Sian Gonzales found out he would no longer be receiving the almost $5,000 he has been awarded annually from the Alaska Performance Scholarship (APS) on July 9 — a month and a half shy of the first day of classes for his junior year at the University of Alaska, Anchorage.

Gonzales, 21, didn’t lose the scholarship money because his grades slipped or because he violated any school rules; instead, Gonzales and 2,500 other students in Alaska lost the scholarship because the state is no longer funding it.

“I’m scared,” Gonzales, a nursing student, told NBC News. Raised in Juneau, Gonzales decided to stay in Alaska for college in large part because of the APS, and even worked toward earning the scholarship during high school.

“Alaska is in dire need of nurses. After I graduate, I want to use my skills to help my people here in Alaska. I want to stay in Alaska” Gonzales said. And that’s exactly what the APS was created to do.
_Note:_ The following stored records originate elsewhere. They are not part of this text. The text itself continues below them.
PR #37, opened 2023-06-30
SDIT-405: ✨ Add in repository get and delete methods

petergphillips:


src/main/kotlin/uk/gov/justice/digital/hmpps/prisonersearchindexer/repository/PrisonerRepository.kt
```diff
@@ -29,6 +29,15 @@ class PrisonerRepository(
     openSearchRestTemplate.index(IndexQueryBuilder().withObject(prisoner).build(), IndexCoordinates.of(index.indexName))
   }
 
+  fun delete(prisonerNumber: String) {
+    listOf(SyncIndex.GREEN, SyncIndex.BLUE).forEach {
```
petergphillips, line 33: note that delete removes from all indexes irrespective of which one is active

mikehalmamoj (approved):

PR #45, opened 2023-07-07
SDIT-405: ✨ Add in helm lint and fix test reports

petergphillips:


model/src/main/kotlin/uk/gov/justice/digital/hmpps/prisonersearch/model/diff/PrisonerDifferenceService.kt
```diff
@@ -14,13 +14,9 @@ enum class DiffCategory {
   IDENTIFIERS, PERSONAL_DETAILS, ALERTS, STATUS, LOCATION, SENTENCE, RESTRICTED_PATIENT, INCENTIVE_LEVEL, PHYSICAL_DETAILS
 }
 
-data class Difference(val property: String, val categoryChanged: DiffCategory, val oldValue: Any?, val newValue: Any?)
```
petergphillips, line 17: not used by common model - only by indexer

.circleci/config.yml
```diff
@@ -15,5 +15,6 @@ workflows:
       - path-filtering/filter:
           name: check-for-changes
           mapping: |
-            (model/.*|hmpps-prisoner-search/.*) workflow-directory "hmpps-prisoner-search"
```
petergphillips, line 18: turns out that this previous approach was nonsense. `path-filtering` will only run the workflow once so the variable was being set and then overwritten.  Need to instead set multiple variables and then handle in the config

.circleci/continue_config.yml
```diff
@@ -7,12 +7,42 @@ parameters:
...
+    default: false
+  build-indexer:
+    type: boolean
+    default: false
+  build-search:
+    type: boolean
+    default: false
 
 jobs:
+  validate-model:
```
petergphillips, line 21: we end up having lots of separate jobs here instead

.circleci/continue_config.yml
```diff
@@ -39,35 +61,43 @@ jobs:
...
   version: 2
-  build-test-and-deploy:
+  build-test-and-deploy-model:
+    when: << pipeline.parameters.build-model >>
+    jobs:
+      - validate-model:
+          filters:
+            tags:
+              ignore: /.*/
+  build-test-and-deploy-indexer:
```
petergphillips, line 86: note that we end up with 3 separate workflows - one for model, one for search and one for indexer

PR #54, opened 2023-07-11
SDIT-405: 🔧 Build everything if circleci or build gradle changes

petergphillips:


.circleci/continue_config.yml
```diff
@@ -74,12 +74,12 @@ jobs:
       - store_artifacts:
           path: << parameters.project >>/build/reports/tests
 
-  noop:
+  no-op:
```
petergphillips, line 77: this was annoying me

.circleci/continue_config.yml
```diff
@@ -102,7 +102,7 @@ workflows:
   build-test-and-deploy-indexer:
     when: << pipeline.parameters.build-indexer >>
     jobs:
-      - validate:
+      - validate-indexer:
```
petergphillips, line 105: nicer if these are unique and then we don't get the `-1` suffix etc

mikehalmamoj (approved):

The APS began awarding students money in 2012 to encourage bright high school seniors to stay in their home state for higher education and prevent a brain drain. The program has specific qualifications for students to be eligible, and some students, like Gonzales, spend their high school years taking certain classes, maintaining a high GPA, and studying to get good SAT or ACT scores in order to qualify. Gonzales is in Level 1, which means he gets $4,755 per year from the APS. The state also offered two other levels of the scholarship worth either $3,566 and $2,378 per year.